Posted in haskell, python
8 comments on “What’s in a text API?
  1. Magnus says:

    I often use ++ instead of append.

  2. Magnus says:

    Ah, yes, I should have mentioned that I use ++ on [Char]. It’d be nice to have a similar operator in Text, append is long!

  3. Eelco says:

    Very nice summary! I’m looking forward to your work. Have you seen http://splonderzoek.blogspot.com/2009/06/rfc-extensible-typed-scanf-and-printf.html BTW? It’s a recent attempt to create a better formatting (and parsing) library.

  4. Nicolas Pouillard says:

    About splitting, switching to Text -> Text -> [Text] won’t suffice. Having a look to Data.List.Split may be a good idea. Moreover splitting on a regexp is very common in string processing.

  5. I would love to see string oriented operations like toUpper, toLower, and trim. isInfixOf and intercalate are examples of *worst* *function* *name* *ever*!

    I’m excited to see what you come up with, but will it be easy to use over multiple list-like representations? E.g. strings, bytestring, and text?

  6. I love posting stuff before bed! Lots to respond to.

    Magnus, I wish there was a nice operator for the Monoid class’s mappend function. That would nicely solve the append notation problem for a huge family of types. For now, there’s nothing appealing :-(

    Eelco, I did see Seán’s posting about typed formatting, and while it’s cute, it has the severe problem of being unsuitable for i18n.

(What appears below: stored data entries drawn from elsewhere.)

PR #1856, opened 2022-10-12
Change misleading statements in blog post, fixes #1790

### LINKED ISSUE #1790: Misleading statements in the blog post
Hey folks. This is regarding #1721.

Nice blog post. While this does not change the gist of the post, I found your explanation of the actual bug rather confusing.

First, the comparison of `tracestate` as multiple headers vs. `traceparent` is misleading. `tracestate` is a comma-separated list of entries, and since that's how RFC7230 defines header concatenation, it works as you described. But `traceparent` is not a list, it's a single unbreakable string, so the reasoning for header concatenation does not apply. Also your reasoning about Java vs. other SDKs seems backwards - one would argue it was Java SDK that was non-compliant with Trace-Context spec because it was supposed to fail to parse clearly malformed `traceparent`, not just take the first value.

Second, the screenshot shows that your `traceparent` has a list of a whole number of entries, each representing completely different traces. Where were they all coming from? Obviously not from the caller, the caller would only send one trace-id (unless the caller instrumentation was broken). I am guessing the issue may have been some static storage in nginx module where it was accumulating and adding all previously seen traceparent entries to each outbound request, instead of the single entry coming in the inbound request, but the discussion of the blog talks about different things.

Since this is a blog post on the official OTEL website, could you please correct these mis-statements?

cc @svrnm @sanketmehta28 @kpratyus

svrnm:
prettier introduced some more changes, but the relevant part is in line 210 onwards.

@yurishkuro does this sound good to you? TY

### DIFF
--- a/content/en/blog/2022/debug-otel-with-otel/index.md
+++ b/content/en/blog/2022/debug-otel-with-otel/index.md
@@ -217,7 +217,7 @@ Java application. And, without reading into the source code of the OTel Java
 SDK, it looks like that Java is flexible in taking a `traceparent` with multiple
 values, even though such format is invalid per the W3C Trace Context specification. 
 So propagation from nginx to the Java service worked, while in contrast,
-python (and other languages) do not provide that flexibility and propagation
+Python (and other languages) do not provide that flexibility and propagation
 from nginx to the downstream service silenty fails.
 
 Note, that we are not suggesting that the other languages should have the same
--- a/content/en/blog/2022/debug-otel-with-otel/index.md
+++ b/content/en/blog/2022/debug-otel-with-otel/index.md
@@ -215,7 +215,8 @@ headers again and again, and since having multi value headers is covered by
 We tested the capability to correlate from nginx to a downstream service with a
 Java application. And, without reading into the source code of the OTel Java
 SDK, it looks like that Java is flexible in taking a `traceparent` with multiple
-values. So propagation from nginx to the Java service worked, while in contract,
+values, even though such format is invalid per the W3C Trace Context specification. 
+So propagation from nginx to the Java service worked, while in contrast,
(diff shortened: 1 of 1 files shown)


cartermp (approved):
I like the changes. @yurishkuro?

content/en/blog/2022/debug-otel-with-otel/index.md
```diff
@@ -208,15 +208,20 @@ backend:
...
+headers again and again, and since having multi value headers is covered by
+[RFC7230][], this didn't lead to an issue immediately.
 
-Doing some research on that topic, we found out, that this is coved by
-[RFC7230][] and is [allowed and defined][] for `tracestate`, but the [definition
-for `traceparent`][] does not provide details on that corner-case.
+We tested the capability to correlate from nginx to a downstream service with a
+Java application. And, without reading into the source code of the OTel Java
+SDK, it looks like that Java is flexible in taking a `traceparent` with multiple
+values. So propagation from nginx to the Java service worked, while in contract,
```
yurishkuro, line 218:
```suggestion
values, even though such format is invalid per the W3C Trace Context specification. 
So propagation from nginx to the Java service worked, while in contrast,
```

content/en/blog/2022/debug-otel-with-otel/index.md
```diff
@@ -208,15 +208,20 @@ backend:
...
+python (and other languages) do not provide that flexibility and propagation
```
yurishkuro, line 219:
```suggestion
Python (and other languages) do not provide that flexibility and propagation
```

svrnm:
thanks @yurishkuro , I committed your suggestions.

yurishkuro (approved):
thanks!

PR #1861, opened 2022-10-13
Use status table shortcode for python index

svrnm:
Introducing the new short code for python as well, I moved down the links to the API&SDK, but later we should have it like java with a link in the menu

### DIFF
--- a/content/en/docs/instrumentation/python/_index.md
+++ b/content/en/docs/instrumentation/python/_index.md
@@ -8,36 +8,18 @@ description: >-
 aliases: [/python, /python/metrics, /python/tracing]
 weight: 22
 ---
+<!--
+You can see & update the `lang_instrumentation_index_head` shortcode in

    Nicolas, thanks for reminding me of Data.List.Split. It’s a richer API than I think is necessary (it edges into Parsec territory), but a slimmed down version would be good to use as a basis.

    Justin, the existing Data.Text API provides toUpper and friends over text, which behave correctly according to Unicode case folding rules.

    As for finding a way to get the extended API ported to strings and bytestrings, I don’t have a dog in that fight. I don’t think that either String or ByteString is an appropriate type to use for text manipulation, so I’m not going to make any efforts there.

  7. Christopher Lewis says:

    I share your frustrations regarding lots of little libraries and how this impacts a developer’s ability to quickly locate and use the functionality they need. I have frequently experienced this frustration when using other community library management platforms similar to Hackage. When it comes to Haskell, however, I suffer from some tension on this subject.

    One of the beauties of a strongly-typed functional language like Haskell are the possibilities it offers a developer to structure and combine different APIs. So, to a certain extent, I view the proliferation of little, interoperable libraries on Hackage as one of the unique advantages of Haskell.

    Is it possible that there’s a more desirable middle ground between lots of little packages and few or fewer larger packages? For example, do we need more structure in the current set of Hierarchical packages, allowing for the creation of what, for lack of a better term, I will call “super” packages that “collect” logically related functionality from many smaller packages? (Just to be clear, I’m not suggesting any form of extension to Haskell as a language, but additional organization layered over the packages offered on Hackage.)

  8. Sean says:

    I’ve gotten the impression that xformat is unsuitable for i18n from multiple people now. I am very interested in improving it. As I wrote, this is really to get something out there for comments, not as a final implementation. How can it be improved? Or, if you prefer, how can we do type-safe, extensible i18n formatting in Haskell?